PR #136, opened 2020-07-28
Multi-stage build for CLI docker image

aaronwolen:
- updates the CLI Dockerfile to utilize multi-stage builds significantly shrinking the size of the final image (860Mb -> 187Mb)
- copies over `.git` so TileDB-VCF's version is now recorded at build time
- adds an example of creating an array with Docker, highlighting the need to specify user/group IDs to avoid permission issues

### DIFF
--- a/docker/Dockerfile-cli
+++ b/docker/Dockerfile-cli
@@ -4,7 +4,7 @@ ENV AWS_EC2_METADATA_DISABLED true
 
 # Install some dependencies
 RUN yum -y install which wget git tar gzip unzip gcc-c++ zlib-devel \
-       openssl-devel bzip2-devel tbb-devel libcurl-devel xz-devel make \
+       openssl-devel bzip2-devel libcurl-devel xz-devel make \
        automake autoconf \
     && yum clean all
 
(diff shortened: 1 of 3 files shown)


docker/Dockerfile-cli
```diff
@@ -16,14 +16,20 @@ RUN wget https://cmake.org/files/v3.12/cmake-3.12.3-Linux-x86_64.sh \
...
              -DOVERRIDE_INSTALL_PREFIX=OFF \
     && make -j4 \
     && make install-libtiledbvcf
-RUN rm -rf /tmp/libtiledbvcf
+
+FROM amazonlinux:latest
+COPY --from=builder /usr/local/bin/* /usr/local/bin/
+COPY --from=builder /usr/local/include/* /usr/local/include/
+COPY --from=builder /usr/local/lib/* /usr/local/lib/
+COPY --from=builder /usr/lib64/libtbb.so.2 /usr/lib64/libtbb.so.2
```
Shelnutt2, line 32: Is tbb needed?

Shelnutt2 (approved):
One minor comment, beside that lgtm

docker/Dockerfile-cli
aaronwolen: Nope. Just removed it—thanks.

PR #138, opened 2020-07-28
Add support for forcing TileDB to be built as part of superbuild

Shelnutt2:
This adds new support for forcing TileDB to built as part of the external build process. This works similar to HTSLIB.


aaronwolen:
Worked perfectly. 

Do you want to add something like 
```
if (FORCE_EXTERNAL_TILEDB)
  message(STATUS "Skipping search for TileDB, building it as an external project. To use system TileDB, set FORCE_EXTERNAL_TILEDB=OFF")
endif()
```

to be consistent with the `FORCE_EXTERNAL_HTSLIB` option?

Shelnutt2:
> Worked perfectly.
> 
> Do you want to add something like
> 
> ```
> if (FORCE_EXTERNAL_TILEDB)
>   message(STATUS "Skipping search for TileDB, building it as an external project. To use system TileDB, set FORCE_EXTERNAL_TILEDB=OFF")
> endif()
> ```
> 
> to be consistent with the `FORCE_EXTERNAL_HTSLIB` option?

Good point, I've added the message.

PR #1959, opened 2025-07-11
Migrate PagedAttentionOp to use NNX

bvandermoon:
# Description

Use NNX for the PagedAttentionOp module.

* Change module to NNX
* Move `init_or_get_kv_pages` logic to `__init__` and `get_kv_pages`
* Create bridge to Linen function and use it where the PagedAttentionOp module is invoked

# Tests

Ran decode with `attention=paged` and the output is still generated. I didn't use a checkpoint but the text generation output matches main.

```
python3 -m MaxText.decode MaxText/configs/base.yml \
    model_name=llama3.1-8b \
    tokenizer_path=assets/tokenizer_llama3.tiktoken \
    tokenizer_type=tiktoken \
    attention=paged \
    scan_layers=false \
    per_device_batch_size=1 \
    ici_fsdp_parallelism=1 \
    ici_autoregressive_parallelism=-1 \
    max_target_length=256 \
    prompt="I love to"
```

@vipannalla @patemotter please let me know if there are better inference tests (besides the unit tests) to confirm this is still working properly.

# Checklist

### DIFF
--- a/MaxText/inference/paged_attention.py
+++ b/MaxText/inference/paged_attention.py
@@ -20,6 +20,7 @@ WARNING: THIS FILE IS A WORK IN PROGRESS.
 import functools
 from typing import Optional
 
+import jax
 import jax.numpy as jnp
 from jax.experimental.shard_map import shard_map
 from jax.experimental.pallas.ops.tpu.paged_attention import paged_attention_kernel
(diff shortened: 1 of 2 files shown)


MaxText/inference/paged_attention.py
```diff
@@ -134,8 +244,8 @@ def paged_dot_product_attention_with_max_and_sum(self, query, key, value):
   def paged_attention_v2_prefill(
       self,
       query: Array,
-      key_pages_var: nn.Variable,
-      value_pages_var: nn.Variable,
+      key_pages_var: nnx.Cache,
+      value_pages_var: nnx.Cache,
```
patemotter: Optional: we can rename these variables to no longer use the `_var` suffix since they are not `nn.Variable` type any more. Not a requirement though.

bvandermoon: Done, thanks @patemotter. Good catch. These variables could probably also be read directly from self instead of passed around (not related to this change). Left this out of this change though. The NNX migration already requires a lot of changes so we are trying to leave off refactoring

jrplatin (approved):

richjames0 (approved):
LGTM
★ ★ ★ ★ ★ ★ ★
PROBLEM DETAILS: All lines from the top of the data through the line containing "RUN yum -y install" need to be retyped exactly, and nothing more.

WRITTEN RESPONSE:
PR #136, opened 2020-07-28
Multi-stage build for CLI docker image

aaronwolen:
- updates the CLI Dockerfile to utilize multi-stage builds significantly shrinking the size of the final image (860Mb -> 187Mb)
- copies over `.git` so TileDB-VCF's version is now recorded at build time
- adds an example of creating an array with Docker, highlighting the need to specify user/group IDs to avoid permission issues

### DIFF
--- a/docker/Dockerfile-cli
+++ b/docker/Dockerfile-cli
@@ -4,7 +4,7 @@ ENV AWS_EC2_METADATA_DISABLED true
 
 # Install some dependencies
 RUN yum -y install which wget git tar gzip unzip gcc-c++ zlib-devel \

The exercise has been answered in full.